Current Research and Scholarly Interests
My laboratory develops innovative machine learning methods to predict and decode biological sequences, molecular interactions, and genetic variation. We have pioneered deep learning models and interpretation frameworks that decode DNA and RNA sequence syntax governing context-specific transcription factor binding, RNA binding protein interactions, chromatin accessibility, histone modifications, transcription initiation, gene expression, alternative polyadenylation, and RNA editing. Using these approaches, we have built regulatory models across thousands of cellular contexts in humans and mice, elucidating dynamic regulation during differentiation and cellular reprogramming. Our methodological contributions span regulatory element mapping, deciphering the cis-regulatory code, long-range regulatory interaction modeling, and predictive regulatory network construction. We have adapted protein language models to predict and design transcription factor effector domains and developed machine learning frameworks leveraging T-cell and B-cell repertoire sequences for disease diagnostics.
I have extensive leadership experience in collaborative genomics consortia. As principal investigator, I led integrative analyses for the Encyclopedia of DNA Elements (ENCODE) consortium and the Roadmap Epigenomics Project. Currently, I serve as steering committee co-chair of the Impact of Genomic Variation on Function (IGVF) consortium and co-lead the Data Analysis and Coordination Center for the Multi-omics in Health and Disease (MOHD) consortium. My team has developed standardized processing and quality control pipelines for bulk and single-cell molecular profiling data across ENCODE, Roadmap, IGVF, and MOHD initiatives.

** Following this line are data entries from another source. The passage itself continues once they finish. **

PR #2998, opened 2019-06-13
Update history script infrastructure to allow writing .h0. files on other time frequencies than monthly

### LINKED ISSUE #3034: ELM cannot output multiple monthly values in a single history file
From @ckoven, There is an old bug that ELM inherited from CLM, which is that if the user specifies the first argument of hist_mfilt to be anything other than 1, the fortran code resets that value to 1 anyway.  I.e. it isn't possible to write the first set of history fields with a frequency that isn't equal to one file per each time unit (specified by hist_nhtfrq).  In general this is ok, but when doing large and long NINST ensembles this behavior leads to a very cluttered run directory.

ckoven:
Enables land model to write multiple monthly values in a single history file.

Fixes #3034
[BFB]

### DIFF
--- a/components/clm/src/main/controlMod.F90
+++ b/components/clm/src/main/controlMod.F90
@@ -334,9 +334,7 @@ contains
        ! History and restart files
 
        do i = 1, max_tapes
-          if (hist_nhtfrq(i) == 0) then
-             hist_mfilt(i) = 1
-          else if (hist_nhtfrq(i) < 0) then
+          if (hist_nhtfrq(i) < 0) then
              hist_nhtfrq(i) = nint(-hist_nhtfrq(i)*SHR_CONST_CDAY/(24._r8*dtime))
           endif
        end do
--- a/components/clm/src/main/histFileMod.F90
+++ b/components/clm/src/main/histFileMod.F90
@@ -66,7 +66,7 @@ module histFileMod
   integer, public :: &
        hist_ndens(max_tapes) = 2         ! namelist: output density of netcdf history files
   integer, public :: &
-       hist_mfilt(max_tapes) = 30        ! namelist: number of time samples per tape
+       hist_mfilt(max_tapes) = (/ 1, (30, ni=2, max_tapes)/)        ! namelist: number of time samples per tape
   logical, public :: &
        hist_dov2xy(max_tapes) = (/.true.,(.true.,ni=2,max_tapes)/) ! namelist: true=> do grid averaging
   integer, public :: &


bishtgautam:
@ckoven My interpretation of the code changes is that they are allowing multiple monthly time slices to be written in a single history file (i.e. not setting `hist_mfilt(i) = 1` when `hist_nhtfrq(i) == 0`). The history file doesn't necessarily need to be a h0 file.  What do you think?

ckoven:
@bishtgautam yeah, I guess that's correct.  It isn't necessarily that the current code modifies only the h0 file write frequency, but rather any monthly history file gets its mfilt value reset to 1 in the current code.  because the h0 file defaults to monthly averaging, that one gets reset to mfilt=1 by default.

note, I should also point out for provenance tracking purposes that this is a thing that's been updated on CTSM too: https://github.com/ESCOMP/ctsm/pull/398

bishtgautam:
@ckoven Thanks for the contribution. If you can run the regression test suite to verify everything is okay, I would integrate this PR.

ckoven:
@bishtgautam ok great, will do. thanks.

rljacob:
@ckoven any update on the testing?

ckoven:
running these tests now, apologies for the delay.

ckoven:
Hi All,
I ran a pair of e3sm_land_developer tests on cori-haswell. Results are:

Baseline (b932309) test resuilts:
```
./cs.status.Eb93230902-F82498d5c-fates-api-7-v9 | grep FAIL
  ERS_Ld3.f45_f45.ICLM45ED.cori-haswell_intel.clm-fates (Overall: FAIL) details:
    FAIL ERS_Ld3.f45_f45.ICLM45ED.cori-haswell_intel.clm-fates RUN time=40
```

Modified code (544db3b) test results:
```
./cs.status.E544db3bc6-F82498d5c-fates-api-7-v9 | grep FAIL
    FAIL ERS.f19_f19.ICLM45.cori-haswell_intel TPUTCOMP Error: Computation time increase > 10 pct from baseline
    FAIL ERS.f19_g16.I1850CLM45.cori-haswell_intel.clm-betr TPUTCOMP Error: Computation time increase > 10 pct from baseline
  ERS_Ld3.f45_f45.ICLM45ED.cori-haswell_intel.clm-fates (Overall: FAIL) details:
    FAIL ERS_Ld3.f45_f45.ICLM45ED.cori-haswell_intel.clm-fates RUN time=50
```

The fail in both baseline and test for FATES is because I had an interim fates version loaded that allowed seed rain but didn't account for that in the carbon balance.  I say that based on loking at the fail log, which shows the same value in the seed flux as in the carbon balance error:
```
7:  carbon balance error detected
7:  error fraction relative to biomass stock:  5.022841113191215E-002
7:  call index:            1
7:  flux in (npp):    0.000000000000000E+000
7:  flux out (fragmentation/harvest):   0.000000000000000E+000
7:  net:   0.000000000000000E+000
7:  dstock:    15.3424658187721     
7:  error=net_flux-dstock:   15.3424658187721     
7:  biomass   289.926829255682     
7:  litter  0.184639721141678     
7:  seeds   15.3424658187448     
7:  previous total   290.111468976796     
7:  lat lon  -90.0000000000000        325.000000000000     
```

For the increase in CPU times between the baseline and the test, I have no idea.  I'd guess its just noise in the runtimes because I don't see how the code would change the runtimes, but not really sure.

rljacob:
cori has a lot of variability.   You're saying we can ignore the FATES fail?

ckoven:
Yes, the code changes are orthogonal to FATES/big leaf, so we can ignore the baseline FATES fail here.

bishtgautam:
@ckoven Thanks for running the tests. I will update the first comment to be in the E3SM style(*), add BFB, and merge this PR to next.

*The entire first comment of the PR gets copied/pasted during merge commits.

ckoven:
Thanks @bishtgautam!  Do I need to do anything else?

bishtgautam:
@ckoven, Nope, you are all set.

Translating our regulatory models to biomedical applications, we dissect functional genetic variation in rare and complex diseases using large biobanks and genome sequencing projects. Our disease-focused collaborations span colorectal cancer (GECCO and HTAN consortia), cardiometabolic disorders (AMP-CMD, CZI Seed networks), neurodegenerative diseases (ADSP consortium), and neuropsychiatric conditions (PsychENCODE consortium).
We have also developed widely-used software tools and web portals for mining and visualizing large-scale regulatory genomics data, facilitating community access to our resources and findings.
I have successfully mentored over 35 graduate students and postdocs who have gone on to leadership positions in academia (faculty at Carnegie Mellon, Michigan State, Memorial Sloan Kettering) and industry (Genentech, Illumina, NVIDIA), demonstrating our lab's commitment to training the next generation of computational biologists.